We need to add the sub-totals.

There are three common ways to do this.

Method 1 – UNION ALL

The first way to add sub-totals to a query is to use UNION ALL to append a second query to the first.

WITH dat
AS
(
SELECT YEAR(fis.OrderDate) AS "Order year",
       dg.CountryRegionCode AS "Country",
       dpc.EnglishProductCategoryName AS "Product category",
       0 AS country_type,
       SUM(fis.SalesAmount) AS "Sales amount"
FROM FactInternetSales fis
  INNER JOIN DimCustomer dc ON fis.CustomerKey = dc.CustomerKey
  INNER JOIN DimGeography dg ON dc.GeographyKey = dg.GeographyKey
  INNER JOIN DimProduct dp ON fis.ProductKey = dp.ProductKey
  INNER JOIN DimProductSubcategory dps ON dp.ProductSubcategoryKey = dps.ProductSubcategoryKey
  INNER JOIN DimProductCategory dpc ON dps.ProductCategoryKey = dpc.ProductCategoryKey
GROUP BY YEAR(fis.OrderDate),
         dg.CountryRegionCode,
         dpc.EnglishProductCategoryName
UNION ALL
SELECT YEAR(fis.OrderDate) AS "Order year",
       'All countries in ' + CAST(YEAR(fis.OrderDate) AS nvarchar(4)) AS "Country",
       'All product categories in ' + CAST(YEAR(fis.OrderDate) AS nvarchar(4)) AS "Product category",
       1 AS country_type,
       SUM(fis.SalesAmount) AS "Sales amount"
FROM FactInternetSales fis
GROUP BY YEAR(fis.OrderDate)
)
SELECT "Order year", "Country", "Product category", "Sales amount"
FROM dat
ORDER BY "Order year", country_type, "Country", "Sales amount" DESC;

There are a few things to note about this query.

We add a second query joined to the first by using UNION ALL.
The second query is only grouping by year, as we would expect.
A UNION ALL query must have the same number of columns in each part of the query (above and below the UNION ALL operator), so we need to provide default values for the Country and Product category columns.
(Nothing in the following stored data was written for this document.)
PR #353, opened 2026-07-10
perf(io): add event batch export via Exporter::drain_events

johanpel:
# Description

This PR adds `Exporter::drain_events` (default drains through single event pushes).

The observer forwarder task now drains the unbounded channel with `recv_many` and exports a batch per call instead of one call per event. It reuses one buffer which is reserved with `Exporter::batch_size_hint` before each `recv_many`.

For now only the msgpack/ndjson/postcard exporters override `drain_events` to export an event batch into one write buffer and then issue a single write. Callback and collector keep the default. I think the collector could leverage this too to shave off some overhead but that is a bit more work.

### DIFF
--- a/crates/io/msgpack/src/lib.rs
+++ b/crates/io/msgpack/src/lib.rs
@@ -14,7 +14,7 @@ use tokio::{
     fs::{File, OpenOptions},
     io::{AsyncWriteExt, BufWriter},
 };
-use tracing::{debug, error};
+use tracing::{debug, error, warn};
 use uuid::Uuid;
 
 /// File extension for MessagePack event files.
@@ -87,7 +87,7 @@ where
                     batch.extend_from_slice(&(payload.len() as u32).to_be_bytes());
                     batch.extend_from_slice(&payload);
                 }
-                Err(e) => error!("unable to serialize event: {e}"),
+                Err(e) => warn!("unable to serialize event: {e}"),
             }
         }
         writer.write_all(batch).await?;
--- a/crates/io/msgpack/src/lib.rs
+++ b/crates/io/msgpack/src/lib.rs
@@ -35,6 +35,8 @@ pub struct MsgpackExporterOptions {
 pub struct MsgpackExporter {
     /// `None` once [`shutdown`](Exporter::shutdown) has flushed and released it.
     writer: Option<BufWriter<File>>,
+    /// Framing buffer reused across [`drain_events`](Exporter::drain_events).
+    batch: Vec<u8>,
 }
 
 impl MsgpackExporter {
@@ -50,6 +52,7 @@ impl MsgpackExporter {
             .await?;
         Ok(Self {
             writer: Some(BufWriter::new(file)),
+            batch: Vec::new(),
         })
     }
 }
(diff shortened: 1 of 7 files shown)


johanpel:
Some benchmarks across varying event types, that I may add in a follow-up later:

image

crates/io/types/src/lib.rs
```diff
@@ -18,7 +19,28 @@ pub trait Exporter<T>: Send {
...
+    /// Exports every event in `events`, in order, leaving it empty.
+    ///
+    /// The default forwards each event to [`push`](Self::push). Override this
+    /// to amortize per-event overhead.
+    async fn drain_events(&mut self, events: &mut Vec<Event<T>>) -> ExporterResult<()>
+    where
+        T: Send + 'async_trait,
+    {
+        for event in events.drain(..) {
+            self.push(event).await?;
```
9prady9: Is breaking out of the batch on the first `push` error intentional here? Since `events.drain(..)` is dropped on the `?` early-return, every remaining event in the batch is discarded (up to `batch_size_hint`, 256). The old forwarder pushed events individually and logged a `warn` then continued, so a single failure only dropped that one event.

crates/io/msgpack/src/lib.rs
```diff
@@ -68,6 +71,29 @@ where
...
+        // write. A record that fails to serialize is logged and skipped so one
+        // bad event does not drop the batch.
+        batch.clear();
+        for event in events.drain(..) {
+            match rmp_serde::to_vec(&event) {
+                Ok(payload) => {
+                    batch.extend_from_slice(&(payload.len() as u32).to_be_bytes());
+                    batch.extend_from_slice(&payload);
+                }
+                Err(e) => error!("unable to serialize event: {e}"),
```
9prady9: Consistency nit: a serialize failure is logged at `error!` and the event skipped here, whereas `push` returns `Err` for the same failure (surfaced as a `warn` by the forwarder). Could we make the log level consistent across the batch and single-event paths? Same applies to the ndjson and postcard `drain_events` overrides.

crates/io/types/src/lib.rs
```diff
@@ -18,7 +19,28 @@ pub trait Exporter<T>: Send {
     /// Export one event.
     async fn push(&mut self, event: Event<T>) -> ExporterResult<()>;
 
-    /// Make a best-effort to flush any buffered events, then release any internal resources.
+    /// Suggested max events per [`drain_events`](Self::drain_events) batch.
+    ///
+    /// Callers may pass fewer in [`drain_events`], or ignore it completely.
+    fn batch_size_hint(&self) -> NonZeroUsize {
+        NonZeroUsize::new(256).unwrap()
```
9prady9: Nit: this constructs the `NonZeroUsize` and `unwrap`s on every call. Would a static/const constant work here instead (e.g. `const { NonZeroUsize::new(256).unwrap() }` or a module-level `const`), to make it a compile-time value and drop the runtime unwrap?

crates/io/types/src/lib.rs
johanpel: https://github.com/rapidsai/quent/pull/353/commits/54ad451da07f832001526cbe368cb944128f75ab

crates/io/msgpack/src/lib.rs
johanpel: https://github.com/rapidsai/quent/pull/353/commits/54ad451da07f832001526cbe368cb944128f75ab

crates/io/types/src/lib.rs
johanpel: https://github.com/rapidsai/quent/pull/353/commits/54ad451da07f832001526cbe368cb944128f75ab

9prady9 (approved):

PR #370, opened 2026-07-13
chore: add missing instrumentation build example `Cargo.lock`

mbrobbel:
Fixes the failing Rust workflow step:
```
pixi run cargo clippy --manifest-path crates/instrumentation-build/example/Cargo.toml --all-targets --locked -- -D warnings
```


johanpel (approved):
Ah, it seems /merge works even if CI fails. I'll go figure out if we can make the bot disallow this somehow.

Issue #355, opened 2026-07-10
YAML-based application event model definition


johanpel:
The Rust proc macros in `quent-model-macros` are still from the PoC state of the project. They were introduced by the desire to leverage the Rust type system as much as possible to express a model and purely through the Rust compiler. While this is still a longer-term desire, it is also rather complicated (for various reasons that are too detailed to go into here) and they are scheduled for removal.

To make things easier, we set into motion a schema-based Quent migration, where we're going to change the way the application event model is declared,. The first parser will be YAML-based.

johanpel:
The current YAML DSL is at feature parity with the legacy `quent-model` and `quent-model-macros` crates now. See #270 and #383 and further explained in #681 

Imports in the YAML DSL are considered nice-to-haves for now

PR #383, opened 2026-07-13
feat(yaml): scaffold quent-yaml with diagnostics and a spanned YAML tree

johanpel:
# Description

First slice of a YAML source format for application event models. Adds the `quent-yaml` crate with its two foundations, and nothing yet built on top of them:

- **Located diagnostics** (`diag.rs`): a `Diagnostic` (file, line, column, semantic path, message, optional help) and a `Sink` that accumulates them so one load reports every problem instead of stopping at the first. Suggestions use `strsim`.
- **An owned YAML tree** (`tree.rs`) built from the saphyr parser's event stream rather than a deserializer or a ready-made document tree — those drop source positions, silently keep only the last of a duplicated key, and lose a scalar's original text. The event stream keeps every node's position, lets duplicate keys survive until they can be reported, and preserves scalar text. Structural problems abort with one located diagnostic: syntax errors, tags, merge keys, directives, unknown-anchor aliases, and multiple documents. Guards against resource exhaustion: a nesting-depth cap (a deeply nested block document would otherwise overflow the tree's recursive drop) and a byte budget on anchor/alias reuse (Billion Laughs). Strips a leading byte-order mark.

The format itself — mapping access, the type mini-language, lowering to a `quent_schema::Schema`, and the load API — follows in later PRs in this stack. `#![allow(dead_code)]` is intentional for this slice; the consumers land next.

## Related Issues

Part 1/6 of #355

### DIFF
--- a/Cargo.lock
+++ b/Cargo.lock
@@ -2697,6 +2697,7 @@ name = "quent-yaml"
 version = "0.1.0"
 dependencies = [
  "saphyr-parser",
+ "strsim",
 ]
 
 [[package]]
--- a/Cargo.lock
+++ b/Cargo.lock
@@ -3095,9 +3095,9 @@ dependencies = [
 
 [[package]]
 name = "saphyr-parser"
-version = "0.0.9"
+version = "0.0.11"
 source = "registry+https://github.com/rust-lang/crates.io-index"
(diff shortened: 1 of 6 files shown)


johanpel:
closing this in favor of experimenting a bit more in https://github.com/rapidsai/quent/pull/270/changes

These are defined per the requirements.
If we tried to put the ORDER BY clause directly under the UNION ALL and didn’t wrap the UNION ALL inside a CTE (Common-table expression), we would find that the sub-total rows are sorted to the top of each year (because the sub-totals have the word “All…” in their definition). It would look like this:

SELECT YEAR(fis.OrderDate) AS "Order year",
       dg.CountryRegionCode AS "Country",
       dpc.EnglishProductCategoryName AS "Product category",
       SUM(fis.SalesAmount) AS "Sales amount"
FROM FactInternetSales fis
  INNER JOIN DimCustomer dc ON fis.CustomerKey = dc.CustomerKey
  INNER JOIN DimGeography dg ON dc.GeographyKey = dg.GeographyKey
  INNER JOIN DimProduct dp ON fis.ProductKey = dp.ProductKey
  INNER JOIN DimProductSubcategory dps ON dp.ProductSubcategoryKey = dps.ProductSubcategoryKey
  INNER JOIN DimProductCategory dpc ON dps.ProductCategoryKey = dpc.ProductCategoryKey
GROUP BY YEAR(fis.OrderDate),
         dg.CountryRegionCode,
         dpc.EnglishProductCategoryName
UNION ALL
SELECT YEAR(fis.OrderDate) AS "Order year",
       'All countries in ' + CAST(YEAR(fis.OrderDate) AS nvarchar(4)) AS "Country",
       'All product categories in ' + CAST(YEAR(fis.OrderDate) AS nvarchar(4)) AS "Product category",
       SUM(fis.SalesAmount) AS "Sales amount"
FROM FactInternetSales fis
GROUP BY YEAR(fis.OrderDate)
ORDER BY 1,2,4 DESC;

In order to sort the sub-totals at the bottom of each year, we would preferably put something like CASE WHEN LEFT(“Country”,3) = ‘All’ THEN 1 ELSE 0 END in second position of the ORDER BY clause, to ensure that the sub-total appears below each of the product categories and countries. However, when using UNION ALL, each column mentioned in ORDER BY must also be in SELECT. So, we must add an additional column – country_type – to put 0 (zero) next to each row in the top of the UNION ALL and 1 next to each row in the bottom of the UNION ALL, then use this new column in the ORDER BY clause.
This creates an additional problem in that we now have a column in the output that we don’t want – country_type. In order to get rid of that column, we must then wrap the entire UNION ALL query in a CTE, then select from and order by that CTE.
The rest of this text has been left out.